EXERCISE: Filter the data below, keeping only lines that contain "object".

SOURCE DATA:
PR #1907, opened 2024-04-03
Fix CI failures

abderrahim:
* ci: use docker compose v2
* Remove unused 'default' values for bst init
* Update default version for bst init

(See commit messages for details)

### DIFF
--- a/src/buildstream/_frontend/app.py
+++ b/src/buildstream/_frontend/app.py
@@ -354,16 +354,16 @@ class App:
     #
     # Args:
     #    project_name (str): The project name, must be a valid symbol name
-    #    min_version (str): The minimum required version of BuildStream (default is current version)
-    #    element_path (str): The subdirectory to store elements in, default is 'elements'
+    #    min_version (str): The minimum required version of BuildStream
+    #    element_path (str): The subdirectory to store elements in
     #    force (bool): Allow overwriting an existing project.conf
     #    target_directory (str): The target directory the project should be initialized in
     #
     def init_project(
         self,
         project_name,
-        min_version=None,
-        element_path="elements",
+        min_version,
+        element_path,
         force=False,
         target_directory=None,
     ):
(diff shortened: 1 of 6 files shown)


src/buildstream/_frontend/app.py
```diff
@@ -909,13 +905,10 @@ def _assert_element_path(self, element_path):
     #    min_version (int): The user selected minimum BuildStream version
     #    element_path (str): The user selected element path
     #
-    def _init_project_interactive(self, project_name, min_version=None, element_path="elements"):
+    def _init_project_interactive(self, project_name, min_version, element_path):
 
         bst_major, bst_minor = utils._get_bst_api_version()
 
-        if min_version is None:
```
gtristan, line 916: This will make the `"default"` to `click.prompt()` be `None` at all times.

I think we should keep providing the default as the currently installed BuildStream version, as `click.prompt()` probably uses this to show the user what the default selection will be if they press ENTER without any value.

src/buildstream/_frontend/app.py
```diff
@@ -375,10 +375,6 @@ def init_project(
 
         project_path = os.path.join(directory, "project.conf")
 
-        if min_version is None:
```
gtristan, line 378: Here also, I'm not sure why we're breaking the behavior of `bst init` here so that it no longer initializes a project with the min-version set to the installed version, if `bst init` is not given the `--version` argument.

src/buildstream/_frontend/app.py
abderrahim: It doesn't. The real default is hardcoded at https://github.com/apache/buildstream/blob/master/src/buildstream/_frontend/cli.py#L411. It is never `None` here.

Another thing we can do is to drop the hardcoded default above, and initialize it here if it is `None`. The downside of that would be that `bst init --help` will no longer show the default.

gtristan: Ok I understand now and I've read through the other usages of the version numbers (checking if the selected versions are "known" by installed buildstream).

What looks ambiguous to me, is the possibility for `min_version` to be `None`, which the function allows but never happens because it is always invoked with a hardcoded value.

Let's at least:
* Update `App.init_project()` docs comment for `min_version` and `element_path`, removing the notes about what the defaults are when you pass `None` here
* Same for `App.init_project_interactive()`

Ideally we should be moving `App` to use type annotations also, but we can do that separately...

gtristan (approved):
LGTM

PR #1910, opened 2024-04-12
Support mapping subproject aliases to aliases of the parent project

juergbi:
This is an improved branch of #1906 with documentation, error handling, passing tests, implicitly fatal `unaliased-url` and an enum for the `map-alias` option.


abderrahim (approved):
Nice job getting it over the line.

PR #1911, opened 2024-04-15
DownloadableFileSource: Support "http-auth" extra data

juergbi:
This is a modification of #1895 to implement the simpler extra data format proposed by @abderrahim in https://github.com/apache/buildstream-plugins/pull/63 and https://gitlab.com/BuildStream/bst-plugins-experimental/-/merge_requests/289.

### DIFF
--- a/src/buildstream/downloadablefilesource.py
+++ b/src/buildstream/downloadablefilesource.py
@@ -25,6 +25,62 @@ Any derived classes must write their own stage() and get_unique_key()
 implementation.
 
 
+SourceMirror extra data "http-auth"
+--------------------------------------------
+The DownloadableFileSource, and consequently any :class:`Source <buildstream.source.Source>`
+implementations which derive from DownloadableFileSource, support the "http-auth"
+extra data returned by :class:`SourceMirror <buildstream.sourcemirror.SourceMirror>` plugins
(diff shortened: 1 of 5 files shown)


src/buildstream/downloadablefilesource.py
```diff
@@ -25,6 +25,64 @@
...
+
+        def translate_url(
+            self,
+            *,
+            project_name: str,
+            alias: str,
+            alias_url: str,
+            alias_substitute_url: Optional[str],
+            source_url: str,
+            extra_data: Optional[Dict[str, Any]],
```
abderrahim:
```suggestion
            alias: str,
            alias_url: str,
            source_url: str,
            extra_data: Optional[Dict[str, Any]],
```

src/buildstream/downloadablefilesource.py
```diff
@@ -25,6 +25,64 @@
...
+        ) -> str:
+
+            #
+            # Set the "http-auth" extra data
+            #
+            if extra_data is not None:
+                extra_data["http-auth"] = "bearer"
+
+            return alias_substitute_url + source_url
```
abderrahim: I think we can just say here

```suggestion
            # ...
```

`alias_substitute_url` is no longer a thing.

abderrahim (approved):

PR #1914, opened 2024-04-21
Fix bst-graph

nanonyme:
Apparently at some point build-deps and runtime-deps were CSV but they are no longer, now they are YAML lists. Fix bst-graph to properly operate on these. Alternative is invoking bst hundreds of times which is *slow*.

### DIFF
--- a/contrib/bst-graph
+++ b/contrib/bst-graph
@@ -40,7 +40,7 @@ def parse_args():
     '''
     parser = argparse.ArgumentParser(description=__doc__)
     parser.add_argument(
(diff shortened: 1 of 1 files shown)


gtristan:
This looks good to me.

As I understand it, the API was broken some time in the past, and it went unnoticed for a long time, so it can make sense to fix the contrib script rather than actually fixing the bst breakage (maybe it was not broken since the release of bst 2.0).

That said, it would really be good to have a `bst show` regression test to ensure this breakage doesn't happen again.

PR #1916, opened 2024-04-28
Properly set keepalive time

nanonyme:


abderrahim (approved):
The change looks good. But I think it would be better to have a test for this (not necessarily testing the keepalive behaviour, as I don't know how to do that) but at least exercising this code path.

nanonyme:
I agree. Where should this test live? which tests use actual CAS? Or would it be enough to trigger the bugs to have config tests?

PR #1918, opened 2024-05-13
Keep track of the parent alias when aliases are mapped

abderrahim:
This also adds tests for non-identity alias mapping and interaction between alias mapping and source mirrors.

### DIFF
--- a/src/buildstream/_project.py
+++ b/src/buildstream/_project.py
@@ -15,7 +15,7 @@
 #        Tristan Van Berkom <tristan.vanberkom@codethink.co.uk>
 #        Tiago Gomes <tiago.gomes@codethink.co.uk>
 
-from typing import TYPE_CHECKING, Optional, Dict, Union, List, Sequence
+from typing import TYPE_CHECKING, Optional, Dict, Union, List, Sequence, Tuple
 
 import os
 import urllib.parse
@@ -453,7 +453,7 @@ class Project:
     #
     def get_alias_uris(
         self, alias: str, *, first_pass: bool = False, tracking: bool = False
-    ) -> Sequence[Union[SourceMirror, str, None]]:
+    ) -> Sequence[Union[Tuple[str, Union[SourceMirror, str]], None]]:
 
         if first_pass:
             config = self.first_pass_config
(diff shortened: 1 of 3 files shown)


src/buildstream/_project.py
```diff
@@ -453,7 +453,7 @@ def alias_exists(self, alias, *, source, first_pass=False):
     #
     def get_alias_uris(
         self, alias: str, *, first_pass: bool = False, tracking: bool = False
-    ) -> Sequence[Union[SourceMirror, str, None]]:
+    ) -> Sequence[Union[Tuple[str, Union[SourceMirror, str]], None]]:
```
juergbi: Can we define a `NamedTuple` to make this more readable?

tests/frontend/mirror.py
```diff
@@ -895,9 +895,29 @@ def test_source_mirror_plugin(cli, tmpdir):
 @pytest.mark.parametrize("unaliased_sources", [True, False])
 @pytest.mark.parametrize("disallow_subproject_uris", [True, False])
 @pytest.mark.parametrize("fetch_source", ["aliases", "mirrors"])
-@pytest.mark.parametrize("alias_override", [["foo"], ["foo", "bar"], "global", "invalid"])
+@pytest.mark.parametrize(
```
gtristan: Can we have a comment around here explaining why this level of parameterized testing is needed, and what defects we are specifically protecting against ?

abderrahim: This is mainly to be able to exclude some elements from the test matrix.

Initially I wanted something like
```
@pytest.mark.parametrize("alias_override", [["foo"], ["foo", "bar"], "global"])
@pytest.mark.parametrize("alias_mapping", ["identity", "project-prefix", "invalid"])
```

but "global,project-prefix" isn't implemented yet (I'd like to have it in a future release) and "global,invalid" doesn't make sense.

As for the reason I'm doing this, the bug in question happens when having a non-identity mapping along with source mirror plugin. When I started, I thought it could be unrelated to source plugins, so wanted to test it.

If you have a better option, feel free to comment. Or I can add the above to a comment?

juergbi: Maybe calling `pytest.xfail()` for these two cases (with a comment) would be reasonable.

juergbi (approved):

tests/frontend/mirror.py
abderrahim: Added a comment.

PR #1921, opened 2024-05-23
Drop the directory argument from the sandbox

abderrahim:
It is currently unused and produces a bogus info message when using remote execution

### DIFF
--- a/src/buildstream/element.py
+++ b/src/buildstream/element.py
@@ -1408,7 +1408,7 @@ class Element(Plugin):
 
         # bst shell and bst artifact checkout require a local sandbox.
         # pylint: disable-next=contextmanager-generator-missing-cleanup
-        with self.__sandbox(None, config=self.__sandbox_config, allow_remote=False) as sandbox:
+        with self.__sandbox(config=self.__sandbox_config, allow_remote=False) as sandbox:
 
             # Configure always comes first, and we need it.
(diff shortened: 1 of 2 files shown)


src/buildstream/element.py
```diff
@@ -2810,14 +2807,11 @@ def __sandbox(self, directory, stdout=None, stderr=None, config=None, allow_remo
         else:
             output_node_properties = None
 
-        if directory is not None and allow_remote and context.remote_execution_specs:
-
-            self.info("Using a remote sandbox for artifact {} with directory '{}'".format(self.name, directory))
-
+        if allow_remote and context.remote_execution_specs:
+            self.info("Using a remote sandbox for artifact {}".format(self.name))
```
abderrahim: Only thing I'm not sure is whether we want to keep this message at all. I think it's pretty clear from the other messages that we're doing a remote build.

gtristan: I don't regularly do remote builds, is it clear ?

I would be happy if the only difference was a clear indication in the startup summary.

We can surly remove this info message.

gtristan (approved):
+1 LGTM.

src/buildstream/element.py
abderrahim: Yeah, it's very clear. You get "uploading build root" and "waiting for the remote build to complete" as subtasks of "running commands".

PR #330, opened 2020-01-17
Avoid collision on s3 bucket receiving events

Nikokrock:
A same events can be sent several times with a different status
(running, failed, ...).

### DIFF
--- a/e3/event/__init__.py
+++ b/e3/event/__init__.py
@@ -18,6 +18,17 @@ from e3.fs import mkdir
 logger = e3.log.getLogger('event')
 
 
+def unique_id():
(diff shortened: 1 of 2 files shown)


e3/event/__init__.py
```diff
@@ -18,6 +18,15 @@
 logger = e3.log.getLogger('event')
 
 
+def unique_id():
+    """Return a random globally unique id.
+
+    :return: an id
+    :rtype: str
+    """
+    return str(uuid.uuid1(clock_seq=int(1000 * time.time())))
```
enzbang: Add a comment to explain the use of clock_seq

PR #339, opened 2020-01-31
Improve plan checker error when missing explicit build

enzbang:
When the plan has a build_tree dependency on a spec and the resolver
configuration require an explicit build in the plan mention the two
possible alternatives:

- add the explicit build in the plan
- or modify the dependency on the spec

TN: SA22-006

### DIFF
--- a/e3/anod/context.py
+++ b/e3/anod/context.py
@@ -642,8 +642,18 @@ class AnodContext(object):
         """
         if decision.choice is None and decision.expected_choice in (
                 Decision.LEFT, Decision.RIGHT):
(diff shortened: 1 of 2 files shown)


enzbang:
> Thanks for making error message more detailed and hopefully useful for users!
> 
> The change looks good to me. Just one possible thought (not sure about it): Would it be worth suggesting the change in the dependency first, with the idea being that an install dependency is a 
> bit more flexible and therefore more desirable, and so something we want to suggest first, so people try that first?

I'm no so sure about that given that changing the dependency can introduce a bug, adding the explicit build line is safe so I think it makes more sense to add it first.

PR #344, opened 2020-02-14
Add new BuildSpace.exists method

brobecke:
This method allows users to determine whether a build space
(still?) exists or not. One possible application of that method
is in electrolyt, where we can take the existance of an action's
build space (or lack thereof) into consideration when deciding
whether to execute that action or not.

TN: S114-025


brobecke:
I will send an updated patch with additional testing...

PR #347, opened 2020-02-20
Handle diff not encoded as utf-8 and add ability to disable diff computation when managing a repository

Nikokrock:


e3/text.py
```diff
@@ -20,3 +20,26 @@ def format_with_dict(pattern, values):
     key_regexp = r"|".join([r'\(%s\)' % k for k in values])
     result = re.sub(r'%%(?!%s)' % key_regexp, r'%%', pattern)
     return result % values
+
+
+def bytes_as_str(content):
+    """Safely convert bytes in a python string.
```
enzbang: to

e3/text.py
```diff
@@ -20,3 +20,26 @@ def format_with_dict(pattern, values):
...
+
+    The conversion function attempt to convert to decode utf-8 and
+    in case of decoding error fallback on a safe representation in
```
enzbang: fall back

brobecke:
The changes themselves look reasonable to me, but I don't understand why we are not
adding some tests for these. Is it because we are pressed for time? Or because we feel
this isn't necessary in this case. I would agree with going fast if it is pressing (but with
a note and a TN to finish this later), but I would argue against the "not worth it" reason.

e3/text.py
```diff
@@ -20,3 +20,26 @@ def format_with_dict(pattern, values):
     key_regexp = r"|".join([r'\(%s\)' % k for k in values])
     result = re.sub(r'%%(?!%s)' % key_regexp, r'%%', pattern)
     return result % values
+
+
+def bytes_as_str(content):
+    """Safely convert bytes to a python string.
+
+    The conversion function attempt to convert to decode utf-8 and
```
brobecke: A bit hard to process, at least for the first line... How about?

This function attempts the conversion assuming a utf-8 enconding.
If this triggers a conversion error, it then falls back to a safe representation,
where some characters might be escaped.

PR #348, opened 2020-02-26
Ensure unzip preserves executable attributes

Nikokrock:


e3/archive.py
```diff
@@ -32,6 +32,8 @@ def _extract_member(self, member, path, pwd):
                 # preserve bits 0-8 only: rwxrwxrwx
                 # this come from a proposed patch on python.org
                 # see: https://bugs.python.org/issue15795
```
brobecke: I think this comment is meant to be attached to the code on line 37. Move the new hunk before this comment?

PR #349, opened 2020-02-26
Adjust process spawn test that use ignore_environ=True

Nikokrock:
On Windows not all environment variables can be discarded.

### DIFF
--- a/e3/os/process.py
+++ b/e3/os/process.py
@@ -302,12 +302,26 @@ class Run(object):
         self.err = ''
         self.cmds = []
 
-        if env is not None and not ignore_environ:
-            # ignore_environ is False, so get a copy of the current
-            # environment and update it with the env dictionnary.
-            tmp = os.environ.copy()
-            tmp.update(env)
-            env = tmp
+        if env is not None:
+            if ignore_environ:
+                if sys.platform == 'win32':
+                    # On Windows not all environment variables can be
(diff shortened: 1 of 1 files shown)


e3/os/process.py
```diff
@@ -302,12 +302,21 @@ def add_interpreter_command(cmd_line):
...
-            # ignore_environ is False, so get a copy of the current
-            # environment and update it with the env dictionnary.
-            tmp = os.environ.copy()
-            tmp.update(env)
-            env = tmp
+        if env is not None:
+            if ignore_environ:
+                if sys.platform == 'win32':
+                    tmp = {}
+                    for var in ('SYSTEMDRIVE', 'SYSTEMROOT'):
```
enzbang: Can you add a comment to explain why?

e3/os/process.py
```diff
@@ -302,12 +302,21 @@ def add_interpreter_command(cmd_line):
...
-        if env is not None and not ignore_environ:
-            # ignore_environ is False, so get a copy of the current
-            # environment and update it with the env dictionnary.
-            tmp = os.environ.copy()
-            tmp.update(env)
-            env = tmp
+        if env is not None:
+            if ignore_environ:
+                if sys.platform == 'win32':
+                    tmp = {}
```
brobecke: I would move the (excellent!) comment you provided in the revision directly in the code, somewhere here.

YOUR RESPONSE:
@@ -642,8 +642,18 @@ class AnodContext(object):
@@ -302,12 +302,26 @@ class Run(object):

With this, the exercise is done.